[PROBLEM TO SOLVE]: Report every line of the entries that contains the word "still".

Stored items:

____________

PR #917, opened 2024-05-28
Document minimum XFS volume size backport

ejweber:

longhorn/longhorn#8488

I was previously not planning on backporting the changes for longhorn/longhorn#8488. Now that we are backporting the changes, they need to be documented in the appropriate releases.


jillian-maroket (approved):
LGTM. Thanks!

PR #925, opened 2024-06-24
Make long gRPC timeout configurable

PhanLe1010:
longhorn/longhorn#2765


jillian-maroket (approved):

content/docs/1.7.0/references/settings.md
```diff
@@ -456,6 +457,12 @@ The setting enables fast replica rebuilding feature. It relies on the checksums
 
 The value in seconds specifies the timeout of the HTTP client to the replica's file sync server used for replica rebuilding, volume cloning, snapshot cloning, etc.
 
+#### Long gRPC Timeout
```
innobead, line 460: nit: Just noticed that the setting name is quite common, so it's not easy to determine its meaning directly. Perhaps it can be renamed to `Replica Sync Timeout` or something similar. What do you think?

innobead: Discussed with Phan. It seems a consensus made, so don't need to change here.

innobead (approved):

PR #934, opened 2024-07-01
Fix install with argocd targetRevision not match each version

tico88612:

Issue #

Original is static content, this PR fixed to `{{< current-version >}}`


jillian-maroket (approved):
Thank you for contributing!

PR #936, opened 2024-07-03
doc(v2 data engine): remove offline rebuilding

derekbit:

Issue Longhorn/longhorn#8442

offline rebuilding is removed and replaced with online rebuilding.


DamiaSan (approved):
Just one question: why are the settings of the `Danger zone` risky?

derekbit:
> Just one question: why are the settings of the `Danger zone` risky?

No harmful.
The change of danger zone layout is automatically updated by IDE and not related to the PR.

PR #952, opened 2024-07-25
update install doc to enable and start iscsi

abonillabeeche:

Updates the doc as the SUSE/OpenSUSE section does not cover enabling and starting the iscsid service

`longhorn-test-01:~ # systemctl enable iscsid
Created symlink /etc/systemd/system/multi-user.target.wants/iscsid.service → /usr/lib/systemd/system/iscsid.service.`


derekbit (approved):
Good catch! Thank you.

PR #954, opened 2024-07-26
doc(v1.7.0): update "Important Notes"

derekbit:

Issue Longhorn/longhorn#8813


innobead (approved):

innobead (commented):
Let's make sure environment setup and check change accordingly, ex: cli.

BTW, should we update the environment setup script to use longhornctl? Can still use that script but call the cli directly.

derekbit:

____________

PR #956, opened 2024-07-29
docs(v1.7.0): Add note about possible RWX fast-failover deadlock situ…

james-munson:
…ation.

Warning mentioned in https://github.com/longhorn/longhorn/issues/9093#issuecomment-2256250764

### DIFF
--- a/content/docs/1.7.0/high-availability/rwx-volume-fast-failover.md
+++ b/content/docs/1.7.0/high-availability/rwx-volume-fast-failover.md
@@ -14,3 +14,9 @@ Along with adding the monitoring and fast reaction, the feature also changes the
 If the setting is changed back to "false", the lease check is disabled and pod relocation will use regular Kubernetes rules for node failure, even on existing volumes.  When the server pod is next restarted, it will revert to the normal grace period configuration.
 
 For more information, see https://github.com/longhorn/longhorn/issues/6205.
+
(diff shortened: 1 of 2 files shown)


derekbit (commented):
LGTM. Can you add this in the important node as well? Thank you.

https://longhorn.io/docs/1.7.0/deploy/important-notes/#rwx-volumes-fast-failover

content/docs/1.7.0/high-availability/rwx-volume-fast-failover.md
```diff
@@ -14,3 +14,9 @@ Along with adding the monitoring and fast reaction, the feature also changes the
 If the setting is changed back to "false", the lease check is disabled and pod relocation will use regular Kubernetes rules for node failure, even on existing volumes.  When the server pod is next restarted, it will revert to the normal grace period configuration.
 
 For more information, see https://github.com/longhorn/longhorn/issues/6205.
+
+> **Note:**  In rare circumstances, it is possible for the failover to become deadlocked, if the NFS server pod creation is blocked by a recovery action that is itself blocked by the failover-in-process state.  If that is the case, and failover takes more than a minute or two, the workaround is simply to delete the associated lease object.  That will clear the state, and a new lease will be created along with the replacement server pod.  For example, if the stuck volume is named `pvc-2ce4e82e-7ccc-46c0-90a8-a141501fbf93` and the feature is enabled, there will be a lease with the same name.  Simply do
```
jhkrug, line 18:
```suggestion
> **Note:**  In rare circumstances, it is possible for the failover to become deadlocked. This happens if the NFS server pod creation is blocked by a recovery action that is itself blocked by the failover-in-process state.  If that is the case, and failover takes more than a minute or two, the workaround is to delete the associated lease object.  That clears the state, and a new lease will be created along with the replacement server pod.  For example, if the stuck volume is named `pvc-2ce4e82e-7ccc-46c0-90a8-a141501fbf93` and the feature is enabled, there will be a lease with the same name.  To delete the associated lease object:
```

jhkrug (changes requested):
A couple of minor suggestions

____________

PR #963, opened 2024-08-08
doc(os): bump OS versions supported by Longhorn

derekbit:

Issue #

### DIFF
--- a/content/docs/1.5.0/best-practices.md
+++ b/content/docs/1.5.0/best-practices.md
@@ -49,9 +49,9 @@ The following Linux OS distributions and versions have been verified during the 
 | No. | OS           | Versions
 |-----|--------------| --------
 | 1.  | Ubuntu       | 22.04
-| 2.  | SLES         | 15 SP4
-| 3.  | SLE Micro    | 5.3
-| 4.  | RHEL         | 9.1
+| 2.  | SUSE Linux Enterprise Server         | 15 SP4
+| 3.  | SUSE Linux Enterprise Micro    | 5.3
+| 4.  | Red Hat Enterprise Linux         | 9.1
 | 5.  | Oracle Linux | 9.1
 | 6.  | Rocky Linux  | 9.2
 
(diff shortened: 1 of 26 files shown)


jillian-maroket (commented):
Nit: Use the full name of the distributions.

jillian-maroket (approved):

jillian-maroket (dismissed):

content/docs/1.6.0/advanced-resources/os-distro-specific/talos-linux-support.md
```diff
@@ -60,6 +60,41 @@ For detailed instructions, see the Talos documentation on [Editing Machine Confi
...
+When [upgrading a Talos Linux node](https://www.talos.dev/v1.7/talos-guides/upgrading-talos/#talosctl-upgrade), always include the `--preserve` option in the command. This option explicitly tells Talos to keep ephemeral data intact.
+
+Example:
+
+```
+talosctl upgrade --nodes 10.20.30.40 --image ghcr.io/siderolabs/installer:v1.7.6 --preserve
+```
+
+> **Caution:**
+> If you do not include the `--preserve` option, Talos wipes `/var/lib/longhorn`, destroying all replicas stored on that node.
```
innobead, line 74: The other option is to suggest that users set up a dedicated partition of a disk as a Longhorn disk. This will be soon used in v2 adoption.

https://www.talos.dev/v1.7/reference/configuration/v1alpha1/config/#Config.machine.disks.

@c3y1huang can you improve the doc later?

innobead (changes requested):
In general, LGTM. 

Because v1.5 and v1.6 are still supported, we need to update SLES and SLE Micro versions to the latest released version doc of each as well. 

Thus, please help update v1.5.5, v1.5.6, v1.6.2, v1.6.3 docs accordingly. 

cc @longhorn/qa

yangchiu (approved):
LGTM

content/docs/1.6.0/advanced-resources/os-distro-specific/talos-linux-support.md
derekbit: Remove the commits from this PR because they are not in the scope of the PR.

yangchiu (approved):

____________

[SOLUTION FOR THIS EXERCISE]:
BTW, should we update the environment setup script to use longhornctl? Can still use that script but call the cli directly.
Because v1.5 and v1.6 are still supported, we need to update SLES and SLE Micro versions to the latest released version doc of each as well. 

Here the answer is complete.